Anthony Colella

Personal information
- Born: 12 July 1975 (age 50)

Playing information
- Position: Second-row
Club
| Years | Team | Pld | T | G | FG | P |
| 1995–99 | Manly Sea Eagles | 43 | 6 | 0 | 0 | 24 |
| 2000–01 | Canberra Raiders | 28 | 11 | 0 | 0 | 44 |
| 2002 | South Sydney | 5 | 0 | 0 | 0 | 0 |
| 2003 | Huddersfield | 6 | 2 | 0 | 0 | 8 |
|  | Total | 82 | 19 | 0 | 0 | 76 |
- Source:

= Anthony Colella =

Australian rugby league footballer (born 1975)
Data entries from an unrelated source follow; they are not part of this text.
PR #1435, opened 2016-11-17
Loading cleanups

keghani:
** do not copy into final commit **

cl/139563478
cl/139572904

pkgdiff:
~keghani/GitHub_diffs/PR1435/pkgdiff_reports/java-build/1.0-SNAPSHOT-jar-with-dependencies_to_1.0-SNAPSHOT-jar-with-dependencies/changes_report.html
No diff in cpp-build jar.

---
This change is [Reviewable](https://reviewable.io/reviews/googlei18n/libphonenumber/1435)


andyst:
Please update the commit message ("** do not copy into final commit **")

java/libphonenumber/src/com/google/i18n/phonenumbers/PhoneNumberUtil.java
```diff
@@ -968,48 +958,48 @@ static synchronized void setInstance(PhoneNumberUtil util) {
...
    *
-   * @param metadataLoader Customized metadata loader. This should not be null.
-   * @return a PhoneNumberUtil instance
+   * @param metadataSource  customized metadata source. This should not be null
+   * @return  a PhoneNumberUtil instance
    */
-  public static PhoneNumberUtil createInstance(MetadataLoader metadataLoader) {
-    if (metadataLoader == null) {
-      throw new IllegalArgumentException("metadataLoader could not be null.");
+  private static PhoneNumberUtil createInstance(MetadataSource metadataSource) {
```
andyst: Can you summarize again the rationale why
 a) we can make this public method private without this being considered a backwards-incompatible API change?
 b) clients of our library only need access to createInstance(MetadataLoader) but not createInstance(MetadataSource)?

keghani:
Re. "Please update commit message", what do you mean? That's not the commit message, but a description of the PR.

java/libphonenumber/src/com/google/i18n/phonenumbers/PhoneNumberUtil.java
andyst: Never mind. I see you summarize this in the release notes. Thanks.

keghani: (a) [MetadataSource](https://github.com/googlei18n/libphonenumber/blob/master/java/libphonenumber/src/com/google/i18n/phonenumbers/MetadataSource.java) and all 2 of its implementations ([1](https://github.com/googlei18n/libphonenumber/blob/master/java/libphonenumber/src/com/google/i18n/phonenumbers/MultiFileMetadataSourceImpl.java), [2](https://github.com/googlei18n/libphonenumber/blob/master/java/libphonenumber/src/com/google/i18n/phonenumbers/SingleFileMetadataSourceImpl.java)) are non-public so even when we say `public PhoneNumberUtil.createInstance(MetadataSource)` public usage cannot pass anything to this method. FWIW I put this in the pending changes too.

(b) Clients can call getInstance(), which under the hood will (the first time) do the same as calling createInstance(new MultiFileMetadataSourceImpl(DEFAULT_METADATA_LOADER)) - (any time after that it will use the already created instance). The alternative would be to use their own loader, which they can do via createInstance(MetadataLoader), or to specify SingleFileMetadataSourceImpl, which they programmatically cannot do, and which we don't support anyway (no jars with single file right now).

keghani: To clarify that last point, the second "alternative" is actually not possible right now, even with this method signature staying public. I'm not saying it wouldn't be good to have it public, or that it's not useful for clients, but it's not usable so the signature shouldn't say public.

keghani:
Grr, race conditions. Got it!

keghani:
Thanks! I'll merge after re-generating jars and merging changes from master etc.

PR #1438, opened 2016-11-18
Make tools consistent

keghani:
cl/139578080

pkgdiff says UNCHANGED for cpp-build and java-build.
There is a diff in MetadataFilter.class files in both jars, but that's it.

---
This change is [Reviewable](https://reviewable.io/reviews/googlei18n/libphonenumber/1438)


keghani:
Unsure why Travis is unhappy - I can't reproduce the failure locally.
Looks like the install plugin 2.4 is online:
http://repo.maven.apache.org/maven2/org/apache/maven/plugins/maven-install-plugin/2.4/
https://mvnrepository.com/artifact/org.apache.maven.plugins/maven-install-plugin/2.4

It is possible that the URL changed, or that something in Travis changed. I didn't change any build files but the error looks like it's related to the plugin, so I'll let this rest over the weekend then take another look.

keghani:
A test with a no-op change causing Travis to fail confirmed that this is not necessarily a failure in the PR: https://github.com/googlei18n/libphonenumber/pull/1439

andyst:
@Travis: Can you trigger it again? (I don't know how, but there's probably a way.)

keghani:
I couldn't figure out how to trigger a new CI run without actually changing the PR content.
I ended up squashing the 2 commits. The issue seems to be fixed, this run passed.

PTAL :)

PR #1459, opened 2016-11-29
Updating the JS code to throw an error rather than a "string"

lararennie:
Changes required by clients: If anyone is doing custom behaviour depending on the value of the error, they will have to now compare to the value of e.message.

---
This change is [Reviewable](https://reviewable.io/reviews/googlei18n/libphonenumber/1459)


lararennie:
Based on original PR https://github.com/googlei18n/libphonenumber/pull/587

andyst:
@throwing Error instead of string: Isn't that a backwards-incompatible API change?

Do we want to group it with other backwards-incompatible API changes?

lararennie:
We are already making the next release v8.0.0 due to other backwards-incompatible changes for Java and C++.

tools/java/java-build/src/com/google/i18n/phonenumbers/BuildMetadataJsonFromXml.java
```diff
@@ -279,6 +279,32 @@ private static void toJsArray(PhoneNumberDesc desc, JSArrayBuilder jsArrayBuilde
...
+    if (possibleLengthSize > 0) {
+      jsArrayBuilder.beginArray();
+      for (int i = 0; i < possibleLengthSize; i++) {
+        jsArrayBuilder.append(desc.possibleLength[i]);
+      }
+      jsArrayBuilder.endArray();
+    } else {
+      jsArrayBuilder.append(null);
+    }
+    // repeated int32 possible_length = 10;
```
andyst: s/possible_length/possible_length_local/ ?

ruimarinho:
Thank you for finally adding this. Refs https://github.com/googlei18n/libphonenumber/pull/690.

PR #1526, opened 2017-01-26
Make normalizeDiallableCharsOnly public and port it to javascript,

lararennie:
making use of it in the code in parallel places to the Java
implementation.

---
This change is [Reviewable](https://reviewable.io/reviews/googlei18n/libphonenumber/1526)

### DIFF
--- a/java/pending_code_changes.txt
+++ b/java/pending_code_changes.txt
@@ -1,3 +1,4 @@
 Code changes:
- - Made normalizeDiallableCharsOnly() API in PhoneNumberUtil public. This
-   method is already public in the C++ implementation.
+ - Made normalizeDiallableCharsOnly() API in PhoneNumberUtil (Java) public. This
+   method is already public in the C++ implementation. It has also now been
+   added to the Javascript implementation.
--- a/java/pending_code_changes.txt
+++ b/java/pending_code_changes.txt
@@ -1,1 +1,3 @@
-
+Code changes:
+ - Made normalizeDiallableCharsOnly() API in PhoneNumberUtil public. This
+   method is already public in the C++ implementation.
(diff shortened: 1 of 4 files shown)


javascript/i18n/phonenumbers/phonenumberutil.js
```diff
@@ -1096,6 +1096,22 @@ i18n.phonenumbers.PhoneNumberUtil.normalizeDigitsOnly = function(number) {
...
+ * all non-ASCII digits).
+ *
+ * @param {string} number a string of characters representing a phone number.
+ * @return {string} the normalized string version of the phone number.
+ */
+i18n.phonenumbers.PhoneNumberUtil.normalizeDiallableCharsOnly =
+    function(number) {
+
+  return i18n.phonenumbers.PhoneNumberUtil.normalizeHelper_(number,
+      i18n.phonenumbers.PhoneNumberUtil.DIALLABLE_CHAR_MAPPINGS_, true);
```
andyst: add /* remove non matches */ for the boolean parameter? We have that in Java and had it in one of the call sites in JS too.

java/pending_code_changes.txt
```diff
@@ -1 +1,3 @@
-
+Code changes:
+ - Made normalizeDiallableCharsOnly() API in PhoneNumberUtil public. This
```
andyst: s/API in PhoneNumberUtil public./in PhoneNumberUtil public in Java API./

And I'd mention that the method was added to JS too.

javascript/i18n/phonenumbers/phonenumberutil.js
lararennie: Sure. We are a bit inconsistent since we don't do it in the next method in Java either (convertAlphaCharactersInNumber) but oh well.

java/pending_code_changes.txt
lararennie: I really feel we should move this file up a level since it looks like it only applies to Java changes and that's how I use it, but it would be more useful if we also mentioned JS etc....

PR #1567, opened 2017-02-10
Fix for ExactlySameAs (c++) and IsNumberMatch

lararennie:
-- ExactlySameAs in C++ didn't look at the number_of_leading_zeros field
-- isNumberMatch now ignores the number of leading zeros if italian_leading_zero is set to false, and considers explicitly set values that match the defaults to be the same as the defaults. Note this shouldn't affect any user who creates phone numbers using "parse" as per recommendations.

---
This change is [Reviewable](https://reviewable.io/reviews/googlei18n/libphonenumber/1567)


javascript/i18n/phonenumbers/phonenumberutil.js
```diff
@@ -966,19 +966,19 @@ i18n.phonenumbers.PhoneNumberUtil.ValidationResult = {
   /** The number length matches that of valid numbers for this region. */
   IS_POSSIBLE: 0,
   /**
-   * The number length matches that of local numbers for this region only (i.e. numbers that may
-   * be able to be dialled within an area, but do not have all the information to be dialled from
-   * anywhere inside or outside the country).
+   * The number length matches that of local numbers for this region only (i.e.
+   * numbers that may be able to be dialled within an area, but do not have all
+   * the information to be dialled from anywhere inside or outside the country).
```
lararennie: Fixed line length to make lint happy while here.

keghani:
There is an actual fix in here though (even for people correctly only creating PhoneNumbers via "parse").

ExactlySameAs - shouldn't that be in the release notes?

lararennie:
It's c++ only so not sure; release notes is in the Java folder so don't
think anyone would look there for C++ changes. Happy to add though if you
think in the "wrong" place is better than not at all!!

I think we should move the release notes and pending code changes files up
one level after the next release - what do you think? I think at some point
we didn't because it was only Java that has official release numbers since
it goes to maven but now the js demo refers to the same version number etc..

10. feb. 2017 4.58 p.m. skrev "Keghani Kouzoujian" <notifications@github.com
>:

There is an actual fix in here though (even for people correctly only
creating PhoneNumbers via "parse").

ExactlySameAs - shouldn't that be in the release notes?

—
You are receiving this because you authored the thread.
Reply to this email directly, view it on GitHub
<https://github.com/googlei18n/libphonenumber/pull/1567#issuecomment-278982606>,
or mute the thread

keghani:
We've been adding all sorts of changes there so I'd mention it. Yes, let's move one level up!
They do end up in the git tag of that name so the C++ code does get versioned.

Anthony Colella (born 12 July 1975) is an Australian former professional rugby league footballer who played for Manly-Warringah, Canberra and South Sydney in the National Rugby League.

==Biography==
Colella played 43 first-grade games with Manly from 1995 to 1999. He was a member of the Manly side which lost the 1997 Grand Final to Newcastle. Primarily a back rower, he featured in the grand final as a hooker, due to the suspension of teammate Jim Serdaris.

In 2000 and 2001 he played for the Canberra Raiders, making 28 first-grade appearances.

Following a season at South Sydney in 2002, Colella moved to England to play for Huddersfield in Super League VIII, but was forced to retire from football early in the season with a knee injury.